# Exercise details
If a line in the records contains the string "mercxry", show that line.

##### Listed records

PR #6724, opened 2024-02-28
Remove unnecessary alias for R

InSyncWithFoo:
`R` was added as an alias of `R` 10 years ago in #783. I'm not sure what the problem it fixed back then was but it seems to be unnecessary now in 2024.


lildude (approved):
Yup, completely unnecessary now.

PR #6738, opened 2024-03-07
Switch Ruby VS Code extensions

spenserblack:
The `rebornix.Ruby` extension is deprecated in favor of `Shopify.ruby-lsp`.


lildude (approved):
I was going to do this as part of the next release, but you beat me to it 😁 Thanks 🙇 .

Merging now as peeps can gain from this immediately without needing a new release.

PR #6748, opened 2024-03-12
Add SQLx query files as generated

mercxry:
Mark `**/.sqlx/query-*.json` files as generated and added a test for it.

## Description

[SQLx is a Rust SQL library](https://github.com/launchbadge/sqlx) (11.4k stars) which generates `**/.sqlx/query-*.json` files in offline mode (enabled by default).
These are used to be able to compile a project without requiring the development database to be online.

I would like Github to automatically hide these files from diffs, since it could generate lots of files and it's a bit annoying to hide them manually one by one in each PR.

## Checklist:

      - https://github.com/search?type=code&q=path%3A**%2F.sqlx%2Fquery-*.json+NOT+is%3Afork
    - Sample source(s):
      - https://github.com/rust-lang/docs.rs/blob/master/.sqlx/query-2b8b1aae3740a05cb7179be9c7d5af30e8362c3cba0b07bc18fa32ff1a2232cc.json
    - Sample license(s): MIT
  - [ ] ~~I have included a change to the heuristics to distinguish my language from others using the same extension.~~

### DIFF
--- a/lib/linguist/generated.rb
+++ b/lib/linguist/generated.rb
@@ -837,7 +837,7 @@ module Linguist
     #
     # Returns true or false.
     def generated_sqlx_query?
-      !!name.match(/^.*\.sqlx\/query-.+\.json$/)
+      !!name.match(/(?:^|.*\/)\.sqlx\/query-.+\.json$/)
     end
   end
 end
--- a/lib/linguist/generated.rb
+++ b/lib/linguist/generated.rb
@@ -829,7 +829,7 @@ module Linguist
 
     # Internal: Is this a generated SQLx query file?
     #
-    # SQLx is a Rust SQL library which generates `**/.sqlx/queries-*.json` files
+    # SQLx is a Rust SQL library which generates `**/.sqlx/query-*.json` files
     # in offline mode (enabled by default).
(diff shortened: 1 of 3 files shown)


lib/linguist/generated.rb
```diff
@@ -825,5 +826,18 @@ def extract_html_meta(match)
...
+    #
+    # SQLx is a Rust SQL library which generates `**/.sqlx/query-*.json` files
+    # in offline mode (enabled by default).
+    #
+    # These are used to be able to compile a project without requiring
+    # the development database to be online.
+    #
+    # Returns true or false.
+    def generated_sqlx_query?
+      !!name.match(/^.*\.sqlx\/query-.+\.json$/)
```
lildude, line 840: This will match `foo.sqlx/query-blah.json`. Note that the holding directory is `foo.sqlx`. Is this intentional?

mercxry: Ah nice one, nope that's not my intention!

I wanted to match that path even if it is under one or multiple level of sub-directories, I fixed that now 👍

lildude (approved):

PR #6778, opened 2024-03-29
Detect .A86 Files As Assembly Language

Piggy63:
Added .A86 to the list of extensions for assembly language. .A86 was an extension used by 8086 assembly language source files in the late 70s and early 80s.

## Description
This pull request makes linguist detect .A86 files as x86 assembly language source code. People used to cross assemble 8086 code from 8080/Z80 machines, and .ASM was already reserved for the native assembly language of those machines, so they used .A86 instead. CP/M-86's ASM-86 and Seattle Computer Products' 8086 Cross Assembler, two of the earliest 8086 assemblers, both used the .A86 extension. GitHub currently does not detect .A86 files as assembly language.

## Checklist:

      - https://github.com/search?type=code&q=NOT+is%3Afork+path%3A*.A86+JNZ
    - Sample source(s):
      - https://github.com/antlr/grammars-v4/blob/master/asm/asm8086/examples/ROM.A86
      - https://github.com/erkyrath/infocom-zcode-terps/blob/master/cpm86/zip.a86
      - https://github.com/the-grue/OpenDOS/blob/master/IBMDOS/FDOS.A86
    - Sample license(s):

### DIFF
--- a/lib/linguist/languages.yml
+++ b/lib/linguist/languages.yml
@@ -412,6 +412,7 @@ Assembly:
   - nasm
   extensions:
   - ".asm"
+  - ".a86"
   - ".a51"
   - ".i"
   - ".inc"


lildude (changes requested):
You need to add the sample you reference to the PR 😉

lildude:
> > You need to add the sample you reference to the PR 😉
> 
> With all due respect, I do not get why a sample is needed. There is no difference between a .ASM and a .A86 file, the only difference is the 3-letter extension. However, I have added a sample as requested.

Whilst this language is the only user of this extension now and there are other extensions for the same language, it may not be the case in future in which case we may need to fall back to to the classifier which is trained off these samples. So whilst it seems pointless now, we can’t say that in future so it’s best to preempt things and prepare for the future now whilst this is fresh in people’s minds.

Piggy63:
I looked around and saw that a lot of other pull requests included multiple samples, so I've added in another .A86 file.

> Whilst this language is the only user of this extension now and there are other extensions for the same language, it may not be the case in future in which case we may need to fall back to to the classifier which is trained off these samples. 

I see now.

By the way, I have a few questions:
1. What is the "Pending Popularity" tag? My understanding is that the language is not popular enough for the PR to be merged, is this correct? If so, how many repos are required before this PR can be considered? I read in the contribution guideline that the number is 200, however we have about 1.4K .A86 files on GitHub (which should be more than 200 repos).
2. Do I have to tick all boxes of the checklist? I feel like the last one is sort if irrelevant considering that this extension is currently only used by one language.

Sincerely,
Pig

lildude:
> 1\. What is the "Pending Popularity" tag? My understanding is that the language is not popular enough for the PR to be merged, is this correct? If so, how many repos are required before this PR can be considered? I read in the contribution guideline that the number is 200, however we have about 1.4K .A86 files on GitHub (which should be more than 200 repos).

Your understanding is correct, but it applies per extension too. https://github.com/github-linguist/linguist/issues/5756 as referenced in the CONTRIBUTING.md file details how we're determining popularity at the moment. We re-assess whenever we're close to making a new release which happens approximately every 3-4 months inline with the GitHub Enterprise Server release cycle.

> 2\. Do I have to tick all boxes of the checklist? I feel like the last one is sort if irrelevant considering that this extension is currently only used by one language.

Nope. Only those that apply. This last point doesn't apply as the extension is unique.

lildude (changes requested):
samples/Assembly/zip.a86 is too big (as it's suppressed in the diff by default). Please replace it with a smaller sample.

Piggy63:
Thanks for the fast reply! I have replaced the big file with a smaller one, hopefully it should be fine now and no more changes are required.

Sincerely,
Pig

lildude:
Looks good. The only thing needed now is for the license to be specified for each sample in the template. We can only accept open-source licensed files and the license needs to be specified in the template.

Piggy63:
> Looks good. The only thing needed now is for the license to be specified for each sample in the template. We can only accept open-source licensed files and the license needs to be specified in the template.

Bruh. Ok, well, how do I do that? I looked at a few other PRs and can't find where they've included the license. I'm thinking about writing my own .A86 samples at this point.

Sincerely,
Pig

lib/linguist/languages.yml
```diff
@@ -412,6 +412,7 @@ Assembly:
   - nasm
   extensions:
   - ".asm"
+  - ".a86"
   - ".a51"
```
Alhadis, line 416: Linguist requires extension lists to be sorted case-sensitively (sans the first entry, which is considered the “primary” extension), which means `.a86` should follow `.a51`, not precede it.

~~~diff
   extensions:
   - ".asm"
   - ".a51"
+  - ".a86"
~~~

Alhadis (changes requested):

lib/linguist/languages.yml
Piggy63: I didn't see that, sorry. Will change it later. However, afaik, .A51 (Intel 8051 I think) is not the same "language" as x86 assembly (8086, i286, i386 and co.). I see that Motorola 68K has its own thing, so maybe Intel 8051 should also have its own definition/whatever you call it? I can clearly see that GitHub is trying to apply the x86 syntax highlighting to the sample .A51 file. Maybe I should open an issue for that?

Again, sorry for not reading the contribution guidelines properly before opening this PR.

Alhadis: > I see that Motorola 68K has its own thing

`Motorola 68K` is [grouped](https://github.com/github-linguist/linguist/blob/4ac734c15a96f9e16fd12330d0cb8de82274f700/lib/linguist/languages.yml#L30-L31) under `Assembly`, which means M68K falls under the Assembly umbrella for the purposes of language classification.

https://github.com/github-linguist/linguist/blob/4ac734c15a96f9e16fd12330d0cb8de82274f700/lib/linguist/languages.yml#L4385-L4399

The reason for making this distinction in the first place is to employ more accurate syntax highlighting (note the `tm_scope` field above). E.g., XML property lists use a specialised grammar for highlighting the [specialised XML subset](https://en.wikipedia.org/wiki/Property_list#Format) used by [<samp>plist(5)</samp>](https://www.unix.com/man-page/OSX/5/plist), even though there's nothing wrong with XML's usual grammar.

[^1]: `tm_scope` refers to the [<samp>scopeName</samp> field](https://macromates.com/manual/en/language_grammars#example_grammar) of TextMate-compatible grammars, which acts as a GUID of sorts.

PR #5401, opened 2021-05-31
Add KoLMafia ASH language (fixes #5022)

midgleyc:
Adds the new language "KoLMafia ASH".

Closes #5022.

## Description
ASH is a currently unrecognised language used for scripting KoLMafia, a program for playing the online game "Kingdom of Loathing". There is documentation available at the [KoLMafia wiki](https://wiki.kolmafia.us/index.php?title=Main_Page).

All ASH scripts have the ".ash" extension, currently owned by AGS Scripts.

As this is a conflicting extension, I should run the "Bayesian classifier" and add a heuristic if it doesn't classify well enough. How do I do this? Compiling into docker and running that against the files in the samples directory found them as "AGS Script", which makes me think that's not the right thing to do.

## Checklist:
- [x] **I am adding a new language.**
  - [x] The extension of the new language is used in hundreds of repositories on GitHub.com.
    - Search results for each extension:
      
      -  https://github.com/search?p=1&q=extension%3A.ash+get_property&type=Code
  - [x] I have included a real-world usage sample for all extensions added in this PR:
    - Sample source(s):
      - https://github.com/Ezandora/Guide/blob/Release/relay/relay_Guide.ash
      - https://github.com/Ezandora/Sweet-Synthesis/blob/master/Source/synthesis.ash
      - https://github.com/Aenimus/newDG/blob/master/Release/scripts/newDG.ash
    - Sample license(s):
      - MIT (newDG)
      - Unlicense (relay_Guide, synthesis) (note that this is the public domain equivalent "unlicense", not unlicensed)
  
  - [x] I have included a syntax highlighting grammar: https://github-lightshow.herokuapp.com/?utf8=%E2%9C%93&scope=from-url&grammar_format=json&grammar_url=https%3A%2F%2Fraw.githubusercontent.com%2Fmidgleyc%2Fvscode-kolmafia-ash%2Fmaster%2Fsyntaxes%2Fash.tmLanguage.json&grammar_text=&code_source=from-url&code_url=https%3A%2F%2Fraw.githubusercontent.com%2FAenimus%2FnewDG%2Fmaster%2FRelease%2Fscripts%2FnewDG.ash&code=
  - [ ] I have updated the heuristics to distinguish my language from others using the same extension.

- [x] **I am adding new or changing current functionality**
  
  - [ ] I have added or updated the tests for the new or changed functionality.

PR #6784, opened 2024-04-04
Add KoLmafia ASH with samples and heuristic

gausie:
## Description
I am currently missing a grammar - the closest thing that exists is here https://raw.githubusercontent.com/danielyxie/vscode-kolmafia-ash/master/syntaxes/ash.yml. How would you recommend I include that?

## Checklist:

      - https://github.com/search?type=code&q=NOT+is%3Afork+path%3A*.ash+%2F%28%5C%24%5Ba-zA-Z%5D%2B%5C%5B%7Cvisit_url%7Csince+r%5Cd%2B%29%2F
    - Sample source(s):
      - http://svn.code.sf.net/p/zlib/code/scripts/zlib.ash
      - https://github.com/Veracity0/arrrbor-day/blob/main/scripts/Arrrbor%20Day.ash
    - Sample license(s):
      - None indicated, not typical to do so for this community
  - [x] I have included a syntax highlighting grammar
  - [x] I have added a color
    - Hex value: `#54bd32`
    - Rationale: Green picked from the lime featured in the KoLmafia icon

### DIFF
--- a/.gitmodules
+++ b/.gitmodules
@@ -1281,6 +1281,9 @@
 [submodule "vendor/grammars/vscode-just"]
 	path = vendor/grammars/vscode-just
 	url = https://github.com/skellock/vscode-just.git
+[submodule "vendor/grammars/vscode-kolmafia-ash"]
+	path = vendor/grammars/vscode-kolmafia-ash
+	url = https://github.com/midgleyc/vscode-kolmafia-ash.git
 [submodule "vendor/grammars/vscode-lean"]
 	path = vendor/grammars/vscode-lean
 	url = https://github.com/leanprover/vscode-lean
--- a/grammars.yml
+++ b/grammars.yml
@@ -1154,6 +1154,8 @@ vendor/grammars/vscode-jest:
 - source.jest.snap
 vendor/grammars/vscode-just:
 - source.just
+vendor/grammars/vscode-kolmafia-ash:
+- source.ash
 vendor/grammars/vscode-lean:
 - markdown.lean.codeblock
 - source.lean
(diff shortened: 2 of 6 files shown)


lildude:
There's already a PR for this - https://github.com/github-linguist/linguist/pull/5401. Maybe you can contribute to that PR or pull in the changes proposed there, keeping in mind all the comments on that PR.

gausie:
> There's already a PR for this - #5401. Maybe you can contribute to that PR or pull in the changes proposed there, keeping in mind all the comments on that PR.

Oh wow well done for remembering this. And sorry @midgleyc for missing your work! I think the search I've done, which is just a regex based on the heuristic I wrote, does a better job of reflecting the popularity.

I'll update this PR to use Chris's grammar.

gausie:
Ok that is done. I note that @midgleyc's PR seems to have run `script/list-grammars` but the guide for adding a new language does not include that as a step - would you like me to do so?

gausie:
> This is likely to fail the popularity test again -- I think the number of required repos has only increased since my PR several years ago.
> 
> A lot of repositories exist only on Sourceforge, and as GitHub doesn't (seem to?) list repos without recent contributions in the search, finding many of the existing scripts is going to be difficult. Even with them, the language likely isn't popular enough.

The search I have in the description is listing almost 1k files, not sure how to see individual repos but it does seem to be at least a hundred.

It would be really great to differentiate these from AGS Scripts!

lildude (changes requested):
We can't accept your samples for a few reasons:

1. they're too big; if the diff suppresses them, they're too big for our needs
2. they're not covered by an open source license.

All samples _must_ be covered by an open source license and this must be stated in the template and identifiable at the time in the source repo. We will _not_ accept samples without an indication of their license.

We're also going to need the cached license file. This should have been created when you ran `script/add-grammar` to add the grammar. Please add that file to the PR. If you can't find it, run this command:

https://github.com/github-linguist/linguist/blob/4ac734c15a96f9e16fd12330d0cb8de82274f700/script/add-grammar#L133-L134

As with the other PR, popularity still isn't sufficient for inclusion right now.

Brandylee24 (approved):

##########

# Output of the exercise
mercxry:
mercxry: Ah nice one, nope that's not my intention!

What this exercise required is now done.